More often than not, the flow meters that don't show Co2 are marked that way because they have less mass, and are more prone to freezing with 100% Co2.  There isn't much difference in flow rate between Co2 and 75/25 when you look at dual scales, so that's not really a problem...you'd be off by a bit from what the gauge reads, but still close enough it shouldn't matter.

Co2 runs a bit hotter, but leaves more spatter compared to 75/25.  For smaller machines or someone trying to really save money Co2 can be a good choice.  My LWS is cheap...a 330 bottle swap of 75/25 only costs me like $65, and my machine has more power than I can imagine ever needing, so I stick to that rather than clean up spatter.


----------



## kb58 (Jan 13, 2021)

I always assumed that CO2 is used (in any amount) purely for cost reasons.


----------



## Weldingrod1 (Jan 13, 2021)

Yes, pure CO2 is only for cost reasons. All the others weld better. But, getting a paintball tank refilled.is pretty easy...

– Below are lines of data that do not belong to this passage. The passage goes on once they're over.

PR #14194, opened 2020-01-20
Update phpstan's config

ADmad:


src/View/Helper.php
```diff
@@ -106,7 +106,7 @@ public function __call(string $method, array $params)
      * Lazy loads helpers.
      *
      * @param string $name Name of the property being accessed.
-     * @return \Cake\View\Helper|null Helper instance if helper with provided name exists
+     * @return \Cake\View\Helper|void Helper instance if helper with provided name exists
```
dereuromark: null|void
Both then?

PR #14198, opened 2020-01-21
4.1 - Setup mysql8 for github actions

othercorey:
This switches github actions to mysql 8 via docker container.

- Ignored integer display widths except for `TINYINT(1)`
- Properly sorted foreign keys by declaration order when building schema
- Rename groups fixture as groups is now reserved keyword

### DIFF
--- a/tests/TestCase/Database/Schema/MysqlSchemaTest.php
+++ b/tests/TestCase/Database/Schema/MysqlSchemaTest.php
@@ -85,36 +85,36 @@ class MysqlSchemaTest extends TestCase
                 ['type' => 'boolean', 'length' => null],
             ],
             [
-                'TINYINT(2)',
-                ['type' => 'tinyinteger', 'length' => 2, 'unsigned' => false],
+                'TINYINT(1) UNSIGNED',
+                ['type' => 'boolean', 'length' => null],
             ],
             [
                 'TINYINT(3)',
-                ['type' => 'tinyinteger', 'length' => 3, 'unsigned' => false],
+                ['type' => 'tinyinteger', 'length' => null, 'unsigned' => false],
             ],
             [
                 'TINYINT(3) UNSIGNED',
-                ['type' => 'tinyinteger', 'length' => 3, 'unsigned' => true],
+                ['type' => 'tinyinteger', 'length' => null, 'unsigned' => true],
             ],
             [
                 'SMALLINT(4)',
-                ['type' => 'smallinteger', 'length' => 4, 'unsigned' => false],
+                ['type' => 'smallinteger', 'length' => null, 'unsigned' => false],
             ],
             [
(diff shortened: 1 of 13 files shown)


src/Database/Schema/MysqlSchema.php
```diff
@@ -112,22 +112,22 @@ protected function _convertColumn(string $column): array
             return ['type' => $typeName, 'length' => null, 'precision' => $length];
         }
 
-        if (($col === 'tinyint' && $length === 1) || $col === 'boolean') {
+        if ($col === 'tinyint' || $col === 'boolean') {
```
ndm2: Are you just testing stuff? I'd not be overly happy when all my `TINYINT` columns were suddenly treated as flags after a bugfix update 🤔

othercorey: yes, trying to find out what's different.

tests/TestCase/Database/Schema/MysqlSchemaTest.php
```diff
@@ -85,36 +85,36 @@ public static function convertColumnProvider()
...
             [
-                'TINYINT(2)',
-                ['type' => 'tinyinteger', 'length' => 2, 'unsigned' => false],
+                'TINYINT(1) UNSIGNED',
+                ['type' => 'boolean', 'length' => null],
             ],
             [
                 'TINYINT(3)',
-                ['type' => 'tinyinteger', 'length' => 3, 'unsigned' => false],
+                ['type' => 'tinyinteger', 'length' => null, 'unsigned' => false],
```
markstory: Will dropping display lengths impact older versions of MySQL where it wasn't just decorative?

othercorey: It should not. They were onlu used with the `zerofill` attribute which fixtures/schemas don't support.

othercorey: https://dev.mysql.com/doc/refman/8.0/en/numeric-type-syntax.html the top paragraph has the notes on this.

markstory: Ok. It looks like integer widths were only for display purposes as [far back as 5.6 ](https://dev.mysql.com/doc/refman/5.6/en/numeric-type-attributes.html). With that in mind, ignoring display widths seems reasonable as it doesn't impact storage types.

markstory: To avoid surprising people in a bug fix release we might want to move this to 4.1.0.

othercorey: Sounds good. I started it in 4.0 thinking it would be simpler, but with these changes 4.1 makes sense.

Issue #15372, opened 2021-03-07
Error: array_merge() does not accept unknown named parameters


antonvolokha:
* [x] bug
* [ ] enhancement
* [ ] feature-discussion (RFC)

* CakePHP Version: 2.10.24 commit: cf14e6546ec44e33
* Platform and Target: docker php:8-apache

### What you did
Run console/cake bake fixture
Then choose my model, after that answer on all questions

### What happened
`
Error: array_merge() does not accept unknown named parameters
#0 /var/www/html/lib/Cake/Utility/Folder.php(230): array_merge(/var/www/html/lib/Cake/Console/Templates/default/actions: Array, /var/www/html/lib/Cake/Console/Templates/default/classes: Array, /var/www/html/lib/Cake/Console/Templates/default/views: Array)
#1 /var/www/html/lib/Cake/Console/Command/Task/TemplateTask.php(75): Folder->read()
#2 /var/www/html/lib/Cake/Console/Command/Task/TemplateTask.php(50): TemplateTask->_findThemes()
#3 /var/www/html/lib/Cake/Console/Shell.php(511): TemplateTask->initialize()
#4 /var/www/html/lib/Cake/Console/Command/Task/FixtureTask.php(288): Shell->__get('Template')
#5 /var/www/html/lib/Cake/Console/Command/Task/FixtureTask.php(270): FixtureTask->generateFixtureFile('Admin', Array)
#6 /var/www/html/lib/Cake/Console/Command/Task/FixtureTask.php(170): FixtureTask->bake('Admin', 'admins', Array)
#7 /var/www/html/lib/Cake/Console/Command/Task/FixtureTask.php(116): FixtureTask->_interactive()
#8 /var/www/html/lib/Cake/Console/Shell.php(459): FixtureTask->execute()
#9 /var/www/html/lib/Cake/Console/Shell.php(456): Shell->runCommand('execute', Array)
#10 /var/www/html/lib/Cake/Console/ShellDispatcher.php(222): Shell->runCommand('Fixture', Array)
#11 /var/www/html/lib/Cake/Console/ShellDispatcher.php(66): ShellDispatcher->dispatch()
#12 /var/www/html/app/Console/cake.php(37): ShellDispatcher::run(Array)
#13 {main}
`

othercorey:
We are not supporting PHP 8 for CakePHP 2.x.

See https://github.com/cakephp/cakephp/issues/15197

antonvolokha:
[...]

Issue #15197, opened 2020-11-28
CakePHP 2.x support PHP 8.0?


EOM:
This is a (multiple allowed):

* [] bug
* [ ] enhancement
* [x] feature-discussion (RFC)

* CakePHP Version: 2.X

markstory:
There are no plans to update 2.x to support PHP8. CakePHP 2.x is scheduled to only receive security updates as of December 15 2020.

EOM:
OK ;(

bancer:
@EOM maybe we should make it compatible with PHP 8 in a fork if it would not require too many changes. I believe it would be much simpler to make 2.x compatible with PHP 8 than to migrate the entire project to 3.x. This would be quite a bummer if 2.x would be the only reason why we could use PHP 8 in our project.

RyanTheDevGuy:
> @EOM maybe we should make it compatible with PHP 8 in a fork if it would not require too many changes. I believe it would be much simpler to make 2.x compatible with PHP 8 than to migrate the entire project to 3.x. This would be quite a bummer if 2.x would be the only reason why we could not use PHP 8 in our project.

@bancer do you know if this fork was ever created?

bancer:
@fezzy2020 Not per my knowledge.

kamilwylegala:
@bancer @fezzy2020 I actively maintain project that uses mix of CakePHP 2 and Symfony. Like you mentioned, moving to CakePHP 3.* is too expensive for me.

So I created a fork at the beginning of this year: https://github.com/kamilwylegala/cakephp2-php8 to support PHP 8.0.

I plan to migrate to PHP 8.1 in my project soon, so you can expect an update in my fork.

osd84:
You are an hero, if you do that little month before i didn't jump on CakePHP 4.
Now i will stay here, for ever and ever...

RyanTheDevGuy:
@kamilwylegala Amazing!

vincent-fletcher:
@kamilwylegala - Thank you very much for providing this :)

JoelFB:
@kamilwylegala can your fork only be used if we use Symfony as you do or this will work well for being able to support php8 on cake 2?

kamilwylegala:
@JoelFB You can use fork alone just like you use original framework. Forks contains only necessary changes to support PHP8/8.1.

JoelFB:
Please confirm that we do not need to use Symfony to make use of your fork @kamilwylegala 

Thank you

PR #15373, opened 2021-03-07
Fix issue #15372

antonvolokha:
Fix issue #15372

array_merge() expects to be passed one or more arrays to be merged. As the $arrays parameter is variadic, PHP 8.0 named parameters is not supported.
So I just replace named parameters to numeric using array_values


othercorey:
We are not supporting PHP 8 for CakePHP 2.x.

See https://github.com/cakephp/cakephp/issues/15197

Issue #15213, opened 2020-12-10
RFC to add additional MIME types (KML / KMZ) to Cake\HTTP\Response MIME types


impronta48:
This is a (multiple allowed):

* [ ] bug
* [ ] enhancement
* [X] feature-discussion (RFC)

### Proposal
Support KML / KMZ file types in order to avoid _Invoked extension not recognized/configured: kml_

### What happened
I try to define   $builder->setExtensions(['xls', 'json', 'kml', 'xml']);
but the KML extension is not recognized because it does not appear in protected $_mimeTypes

### What you expected to happen
I would like all valid extensions to be recognized, in particular common ones like KML.

### Version .2
Would be great to use an official updated source of mime types, such as
https://cdn.jsdelivr.net/gh/jshttp/mime-db@master/db.json
(more details here https://www.npmjs.com/package/mime-db)

impronta48:
In the meanwhile I discovered that I could add extra mime types like this, in my controller
```php
  public function beforeFilter($event)
  {
    $this->response->setTypeMap('kml', ['application/vnd.google-earth.kml+xml']);
    parent::beforeFilter($event);

    if ($this->request->getParam('_ext') == 'kml') {
      $this->response = $this->response->withType('kml');
    }
  }
```
Is this the proper way to handle them?

othercorey:
One issue we have with newer types is the lack of agreed extension to represent them. Those lists don't provide that.

ADmad:
> Is this the proper way to handle them?

Yes it is.

othercorey:
@impronta48 You can create a PR that adds kml and kmz types.

PR #15376, opened 2021-03-08
Add kml/kmz mime types and update name of hal+xml type

othercorey:
Closes https://github.com/cakephp/cakephp/issues/15213

Updated based on http://svn.apache.org/repos/asf/httpd/httpd/trunk/docs/conf/mime.types

The registered extension for hal+xml according to the list is just `hal`.


src/Http/Response.php
```diff
@@ -167,8 +167,8 @@ class Response implements ResponseInterface
         'gz' => 'application/x-gzip',
         'bz2' => 'application/x-bzip',
         '7z' => 'application/x-7z-compressed',
+        'hal' => ['application/hal+xml', 'application/vnd.hal+xml'],
         'haljson' => ['application/hal+json', 'application/vnd.hal+json'],
-        'halxml' => ['application/hal+xml', 'application/vnd.hal+xml'],
```
markstory, line 171: Wasn't this added in 4.2? Renaming it will break any applications using it. We could add another alias to align with what apache has though.

othercorey: Yes. Wasn't sure if fixing the name now and documenting would be ok.

othercorey: But I'll just add the alias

Sent from my SM-G892A using Tapatalk


----------



## cbrasher (Jan 13, 2021)

Well, I continue to learn. Praxair says the reasons the costs are low is because CO2 is 800psi while the Ar/CO2 25% tank has to pass static pressure test @3700 PSI and is filled at 2200 PSI. So product exchange for CO2 to ArCO2 is $150 because the bottle cost is so much higher while the CO2 is $28 exchanged. Something new for me!


----------



## Boswell (Jan 13, 2021)

so does that mean that you get approx 3 x as many cubic ft of Ar/CO2 (2200psi) as you would pure CO2 (800psi)  that would seem to mitigate the price difference somewhat


----------



## jwmelvin (Jan 13, 2021)

I believe CO2 is a liquid in the cylinder so you get plenty of volume without the increased pressure.

That’s why pure co2 is sold by weight not volume


----------



## General Zod (Jan 13, 2021)

kb58 said:


> I always assumed that CO2 is used (in any amount) purely for cost reasons.

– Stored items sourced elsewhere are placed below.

PR #15378, opened 2021-03-09
Revert "Backport: Detect infinite recursion when initializing Table"

othercorey:
Reverts cakephp/cakephp#15367


ADmad (approved):
Considering that this change breaks existing applications it is best to revert it for 3.x.

PR #15380, opened 2021-03-10
[3.x] Allow to compare "mail sent with" against an array

ravage84:
E.g. ``EmailTrait::assertMailSentFrom([$emailAddress => $displayName])``

https://book.cakephp.org/3/en/core-libraries/email.html#assertion-methods


markstory (commented):
Would be good to add a test to expand coverage for this new parameter style.

Issue #15383, opened 2021-03-10
Cake\I18n\PluralRules::calculate changes


hacheraw:
This is a (multiple allowed):

* [x] bug
* [x] enhancement
* [x] feature-discussion (RFC)

* CakePHP Version: 4.2.4
* Platform and Target: Windows 10 PHP 7.4

**I was having trouble with Plurals. Cake was always returning singulars.**
I found that `Cake\I18n\PluralRules::calculate` does:

```php
if (!isset(static::$_rulesMap[$locale])) {
    $locale = explode('_', $locale)[0];
}

if (!isset(static::$_rulesMap[$locale])) {
    return 0;
}
```

So it always returns 0 (singular) because I'm not using **underscode** but an **hyphen**:
using es-ES instead of es_ES

I searched on the Internet looking for the correct form and some people says the correct is the former and some others the latter.

So I have two questions ~~and a bug~~:

### Question 1
Could we accept both forms? It could be done with:
- `str_replace('-', '_', $locale)`
- or `preg_match('/^[A-Za-z]+/', $locale, $out)`

### Question 2
I don't know if this is possible but what are *.po headers for? Could we extract the `Plural-Forms` rule from it?
Example:
```gettext
"Project-Id-Version: PROJECT VERSION\n"
"POT-Creation-Date: 2020-12-15 21:32+0000\n"
"PO-Revision-Date: 2021-02-23 23:12+0000\n"
"Last-Translator: Hache_raw <EMAIL@ADDRESS>\n"
"Language-Team: LANGUAGE <EMAIL@ADDRESS>\n"
"Language: es-ES\n"
"MIME-Version: 1.0\n"
"Content-Type: text/plain; charset=UTF-8\n"
"Content-Transfer-Encoding: 8bit\n"
"Plural-Forms: nplurals=2; plural=(n != 1);\n"  <------- THIS
"X-Generator: Poedit 2.4.1\n"
```

### ~~Bug~~
~~`static::$_rulesMap[]` has a value which is: 'pt_pt'.~~
~~That will never be used because of the current `explode('_', $locale)[0]`;~~

hacheraw:
I just removed the "bug" part. I was wrong.

markstory:
> Could we accept both forms? It could be done with:

Converting `-` to `_` to increase interoperability with other tools/po files seems reasonable to me.

> I don't know if this is possible but what are *.po headers for? Could we extract the Plural-Forms from it?

[...]

PR #15384, opened 2021-03-10
Accept hyphens in locale

hacheraw:
– IETF Language Tag: uses a hyphen
– ISO 15897: uses an underscore

More info in #15383

### DIFF
--- a/src/I18n/PluralRules.php
+++ b/src/I18n/PluralRules.php
@@ -143,7 +143,7 @@ class PluralRules
         $locale = strtolower($locale);
 
         if (!isset(static::$_rulesMap[$locale])) {
-            $locale = explode('_', $locale)[0];
+            $locale = explode('_', str_replace('-', '_', $locale))[0];
         }
 
         if (!isset(static::$_rulesMap[$locale])) {


ADmad:
The `calculate()` methods links to https://localization-guide.readthedocs.io/en/latest/l10n/pluralforms.html which shows locales in `xx_XX` form. PHP's [Local::canonicalize()](https://www.php.net/manual/en/locale.canonicalize.php) also normalized the locale in same form.

So instead of adhoc string manipulations I would rather we use `Local::canonicalize()`. Only `pt_pt` in the rules map would need to be updated to `pt_PT`.

Though instead of `pt`, `pt_pt` the list should probably have `pt` and `pt_BR` IMO.

ADmad:
For 3 letter locales like `fil` for .e.g. `Local::canonicalize()` return the same string `fil`. So using this function shouldn't be a problem.

ADmad:
I haven't checked where else we can use Locale::canonicalize().

I have already opened an alternative PR https://github.com/cakephp/cakephp/pull/15386.

markstory:
Thanks for putting this together. We'll go with #15386 as using Locale will be easier to maintain.

PR #15386, opened 2021-03-11
Canonicalize locale string.

ADmad:
This avoids problems when locale string is provided in varying forms, for e.g. "en-us", "en_US" etc. Refs #15383.

Plurals rules for Portuguese and Brazilian Portuguese have been updated as per info provided by following resources:
http://localization-guide.readthedocs.org/en/latest/l10n/pluralforms.html
https://developer.mozilla.org/en-US/docs/Mozilla/Localization/Localization_and_Plurals#List_of_Plural_Rules

The class PluralRules has been marked as internal.


ADmad:
I have targeted 4.next as I believe existing map for Portuguese languages are incorrect but it's best to not change them in a minor release.

othercorey:
Looks good me.

On the PHP-side, it's confusing that they document Locale as accepting RFC 4646 tags (es-ES), but canonicalize() converts to the ICU format.

 I was going to suggest we decide if RFC 4646 style tags should be preferred in cakephp config, but this makes it very confusing.

PR #15388, opened 2021-03-11
Use proposed methods instead of deprecated ones

martinstuecklschwaiger:
This removes deprecation warnings but otherwise doesn't change anything.


othercorey:
CakePHP 2 is only receiving security updates until June 15, 2021.

https://github.com/cakephp/cakephp/wiki#2x-security-mode

PR #15389, opened 2021-03-11
Tag internal association code

othercorey:
This is code that is subject to change with association fixes/optimizations.

Users should not be referencing it directly.

### DIFF
--- a/src/ORM/Association.php
+++ b/src/ORM/Association.php
@@ -707,6 +707,7 @@ abstract class Association
      * - negateMatch: Will append a condition to the passed query for excluding matches.
      *   with this association.
      *
+     * @internal
      * @param \Cake\ORM\Query $query the query to be altered to include the target table data
      * @param array $options Any extra options or overrides to be taken in account
      * @return void
--- a/src/ORM/EagerLoader.php
+++ b/src/ORM/EagerLoader.php
@@ -27,6 +27,8 @@ use InvalidArgumentException;
  * for a table once a query is provided and delegates the job of creating the
  * required joins and decorating the results so that those associations can be
  * part of the result set.
+ *
+ * @internal
  */
 class EagerLoader
 {


src/ORM/Association.php
```diff
@@ -707,6 +707,7 @@ protected function _options(array $options): void
      * - negateMatch: Will append a condition to the passed query for excluding matches.
      *   with this association.
      *
+     * @internal
```
ndm2, line 710: This doesn't feel overly nice, I already dislike how `SelectLoader` and `SelectWithPivotLoader` are internal. Personally I have quite a few custom/extended association and loader classes in my projects.

othercorey: I am slowly simplifying/clarifying the association code. I'm trying to narrow down the places that we have to support because the association join generation has some larger issues.

If this is actually supported historically, then we'll just have to leave it alone - but I'm not sure the join generation is something public.

ndm2: Oh, I got distracted by the other `@internal` tags that are on class level, I overlooked that this one is on method level, but I'm actually using that one specifically, though only in _one_ custom association and _one_ custom loader 🙃 

Do you already have any plans for providing a different way to do the same, or maybe to drop the necessity for it?

othercorey: I don't know that it will "go away" entirely, but the implementation will change. But yes, you'll get similar functionality -- I just can't guarantee the same code.

Do you use the AssociationCollection and Trait? I included those because they seemed to go with the rest of the internal code, but it's not a requirement for me at this time.

ndm2: I see. I mean, personally I could live with it as long as I could relatively easily change up my implementation to get it continue working, but I'm not sure how much of a BC problem this is considered to be with respect to CakePHP's BC policy, it feels like something between deprecation and an actual BC break.

Never did anything with collection or normalizer trait, not, also never touched eager loader.

othercorey: I reverted those 2 changes.

othercorey: The actual changes to EagerLoader have been cleanup to make the code readable so we can review changes and determine differences in implementations.

The functionality changes are planning to be only minor-release level bug fixes. If it looks like we actually have to break BC, then it will be pushed.

An example of issues we're looking to fix long-term are associations that have joins that need to be nested with the association join. At the moment, we can't determine how to generate that.

Another lower priority fix is making it possible to have joins + contains be sorted properly.

src/ORM/EagerLoader.php
```diff
@@ -27,6 +27,8 @@
  * for a table once a query is provided and delegates the job of creating the
  * required joins and decorating the results so that those associations can be
  * part of the result set.
+ *
+ * @internal
```
othercorey, line 31: If we can't mark this internal, the function I'm looking to modify is `setMatching()` and related code. I don't know that `contain()` needs to change.

src/ORM/Association.php
ndm2: Order of joins is a long outstanding issue I remember... nested joins sounds nice, with the potential for quite a BC break :)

I would not say that is completely accurate.  Try short circuit MIG welding with 100% argon, and then with C25.  Then cut-polish-etch the samples to see the differences.


----------



## graham-xrf (Jan 13, 2021)

OK - now we get onto territory I have more knowledge on.

Thanks to @cbrasher for mentioning the regulator. The calibration of regulators does depend on the gas density. So yes - you do get regulators that are calibrated for Helium, Argon, Oxygen .. whatever. This is OK so long as always, the proper gas is in it's own color coded cylinder.

Of course, it's a darned pain if you have gas mixes. You can have a lookup scaling factor to let you use a regulator for one gas, adjusted for another, or a mix. Here is where one can get out the old high school notes about partial pressures.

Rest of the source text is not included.